SUPPLIED MATERIAL section start
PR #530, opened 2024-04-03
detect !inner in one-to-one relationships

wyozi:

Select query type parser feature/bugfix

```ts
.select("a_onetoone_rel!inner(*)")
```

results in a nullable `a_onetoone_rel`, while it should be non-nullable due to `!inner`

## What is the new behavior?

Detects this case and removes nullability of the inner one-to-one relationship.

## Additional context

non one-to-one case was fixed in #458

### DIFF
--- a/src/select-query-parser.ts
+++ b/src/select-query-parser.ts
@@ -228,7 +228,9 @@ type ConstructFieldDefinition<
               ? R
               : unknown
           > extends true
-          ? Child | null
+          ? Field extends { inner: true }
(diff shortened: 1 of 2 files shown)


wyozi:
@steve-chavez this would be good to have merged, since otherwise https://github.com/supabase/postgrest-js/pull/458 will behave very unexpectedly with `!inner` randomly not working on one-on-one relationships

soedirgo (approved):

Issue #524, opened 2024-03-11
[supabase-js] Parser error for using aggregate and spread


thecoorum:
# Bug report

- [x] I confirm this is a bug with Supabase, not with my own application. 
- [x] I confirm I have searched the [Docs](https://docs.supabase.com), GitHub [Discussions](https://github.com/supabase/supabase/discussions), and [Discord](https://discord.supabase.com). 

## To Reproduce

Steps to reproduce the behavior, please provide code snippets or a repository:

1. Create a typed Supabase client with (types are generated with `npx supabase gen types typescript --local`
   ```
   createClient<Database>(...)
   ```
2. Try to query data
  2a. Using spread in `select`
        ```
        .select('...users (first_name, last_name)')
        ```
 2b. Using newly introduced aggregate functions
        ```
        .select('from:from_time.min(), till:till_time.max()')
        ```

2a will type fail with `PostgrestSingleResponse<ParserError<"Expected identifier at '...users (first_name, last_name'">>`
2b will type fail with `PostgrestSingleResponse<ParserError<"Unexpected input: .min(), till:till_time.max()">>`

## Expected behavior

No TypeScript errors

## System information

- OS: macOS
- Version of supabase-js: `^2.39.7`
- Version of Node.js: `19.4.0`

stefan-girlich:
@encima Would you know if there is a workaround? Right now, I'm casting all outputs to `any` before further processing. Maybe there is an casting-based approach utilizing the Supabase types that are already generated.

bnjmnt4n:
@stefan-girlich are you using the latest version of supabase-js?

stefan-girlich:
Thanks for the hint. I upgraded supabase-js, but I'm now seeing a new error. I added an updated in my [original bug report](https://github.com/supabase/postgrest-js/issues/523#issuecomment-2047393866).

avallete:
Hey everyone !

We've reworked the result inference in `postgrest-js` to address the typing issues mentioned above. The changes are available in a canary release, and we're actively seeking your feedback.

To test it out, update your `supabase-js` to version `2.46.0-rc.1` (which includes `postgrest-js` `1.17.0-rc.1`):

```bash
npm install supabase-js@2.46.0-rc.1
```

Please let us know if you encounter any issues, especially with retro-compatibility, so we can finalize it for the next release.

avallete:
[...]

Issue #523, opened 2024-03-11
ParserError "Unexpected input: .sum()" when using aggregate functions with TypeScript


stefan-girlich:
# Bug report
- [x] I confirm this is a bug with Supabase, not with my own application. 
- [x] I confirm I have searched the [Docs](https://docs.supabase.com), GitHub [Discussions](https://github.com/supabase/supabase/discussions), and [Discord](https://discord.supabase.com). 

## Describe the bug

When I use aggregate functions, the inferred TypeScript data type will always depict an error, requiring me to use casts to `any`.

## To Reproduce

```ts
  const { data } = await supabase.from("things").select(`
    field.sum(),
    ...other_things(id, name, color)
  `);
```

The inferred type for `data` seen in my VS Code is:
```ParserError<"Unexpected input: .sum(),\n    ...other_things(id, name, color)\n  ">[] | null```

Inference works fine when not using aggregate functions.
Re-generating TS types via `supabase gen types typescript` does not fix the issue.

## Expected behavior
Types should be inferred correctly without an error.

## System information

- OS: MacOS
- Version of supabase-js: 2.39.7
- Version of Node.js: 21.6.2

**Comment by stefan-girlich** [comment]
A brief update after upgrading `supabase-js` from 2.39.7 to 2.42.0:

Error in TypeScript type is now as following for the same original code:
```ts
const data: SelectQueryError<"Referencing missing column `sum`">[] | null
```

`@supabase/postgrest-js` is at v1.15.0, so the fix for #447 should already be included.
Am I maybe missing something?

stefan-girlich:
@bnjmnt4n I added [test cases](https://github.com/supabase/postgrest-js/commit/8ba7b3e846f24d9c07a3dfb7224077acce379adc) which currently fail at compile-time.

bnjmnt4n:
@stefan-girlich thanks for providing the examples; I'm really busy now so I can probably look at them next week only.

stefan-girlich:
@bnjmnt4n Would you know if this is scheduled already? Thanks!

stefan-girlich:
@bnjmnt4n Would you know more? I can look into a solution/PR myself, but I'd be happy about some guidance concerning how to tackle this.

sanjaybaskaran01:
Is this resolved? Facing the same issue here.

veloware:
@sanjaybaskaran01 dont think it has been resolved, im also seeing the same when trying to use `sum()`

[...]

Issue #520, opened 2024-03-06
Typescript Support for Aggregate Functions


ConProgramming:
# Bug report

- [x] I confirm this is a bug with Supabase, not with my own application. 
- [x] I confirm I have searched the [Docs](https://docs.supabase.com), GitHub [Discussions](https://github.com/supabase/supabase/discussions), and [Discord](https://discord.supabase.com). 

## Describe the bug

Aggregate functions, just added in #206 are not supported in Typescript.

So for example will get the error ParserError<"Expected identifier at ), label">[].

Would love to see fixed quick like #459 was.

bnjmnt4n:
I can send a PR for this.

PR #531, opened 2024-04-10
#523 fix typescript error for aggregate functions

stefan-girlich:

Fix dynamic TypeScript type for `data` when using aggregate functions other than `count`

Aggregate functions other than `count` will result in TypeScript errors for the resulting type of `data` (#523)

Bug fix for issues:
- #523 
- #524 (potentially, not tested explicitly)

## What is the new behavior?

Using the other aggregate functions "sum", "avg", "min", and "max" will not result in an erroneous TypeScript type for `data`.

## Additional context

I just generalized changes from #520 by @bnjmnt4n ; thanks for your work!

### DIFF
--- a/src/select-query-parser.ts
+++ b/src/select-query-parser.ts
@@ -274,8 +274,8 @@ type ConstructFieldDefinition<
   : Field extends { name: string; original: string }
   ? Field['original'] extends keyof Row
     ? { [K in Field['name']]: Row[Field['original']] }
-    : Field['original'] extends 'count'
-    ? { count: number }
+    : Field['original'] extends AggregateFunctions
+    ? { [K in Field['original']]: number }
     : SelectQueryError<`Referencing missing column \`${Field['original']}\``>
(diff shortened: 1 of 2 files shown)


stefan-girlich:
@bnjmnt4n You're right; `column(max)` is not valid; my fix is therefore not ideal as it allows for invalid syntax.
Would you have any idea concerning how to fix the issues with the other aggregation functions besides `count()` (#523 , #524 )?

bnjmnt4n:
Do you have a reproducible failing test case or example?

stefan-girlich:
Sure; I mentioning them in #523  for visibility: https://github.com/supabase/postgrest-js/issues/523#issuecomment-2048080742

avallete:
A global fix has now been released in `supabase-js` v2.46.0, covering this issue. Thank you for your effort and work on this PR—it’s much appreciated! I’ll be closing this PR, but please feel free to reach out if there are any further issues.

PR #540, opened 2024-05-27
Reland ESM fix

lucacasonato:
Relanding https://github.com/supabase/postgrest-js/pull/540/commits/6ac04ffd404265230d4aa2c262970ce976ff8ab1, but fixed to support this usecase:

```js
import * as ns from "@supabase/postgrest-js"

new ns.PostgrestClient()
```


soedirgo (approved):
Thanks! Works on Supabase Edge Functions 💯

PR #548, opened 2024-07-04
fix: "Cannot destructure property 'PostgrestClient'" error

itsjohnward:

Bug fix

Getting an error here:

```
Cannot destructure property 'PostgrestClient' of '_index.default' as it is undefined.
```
SUPPLIED MATERIAL section end
WHAT YOU ARE ASKED TO DO » In the records above, find every line containing the word "will" and show it.

OUTPUT BELOW »
@steve-chavez this would be good to have merged, since otherwise https://github.com/supabase/postgrest-js/pull/458 will behave very unexpectedly with `!inner` randomly not working on one-on-one relationships
2a will type fail with `PostgrestSingleResponse<ParserError<"Expected identifier at '...users (first_name, last_name'">>`
2b will type fail with `PostgrestSingleResponse<ParserError<"Unexpected input: .min(), till:till_time.max()">>`
When I use aggregate functions, the inferred TypeScript data type will always depict an error, requiring me to use casts to `any`.
So for example will get the error ParserError<"Expected identifier at ), label">[].
Aggregate functions other than `count` will result in TypeScript errors for the resulting type of `data` (#523)
Using the other aggregate functions "sum", "avg", "min", and "max" will not result in an erroneous TypeScript type for `data`.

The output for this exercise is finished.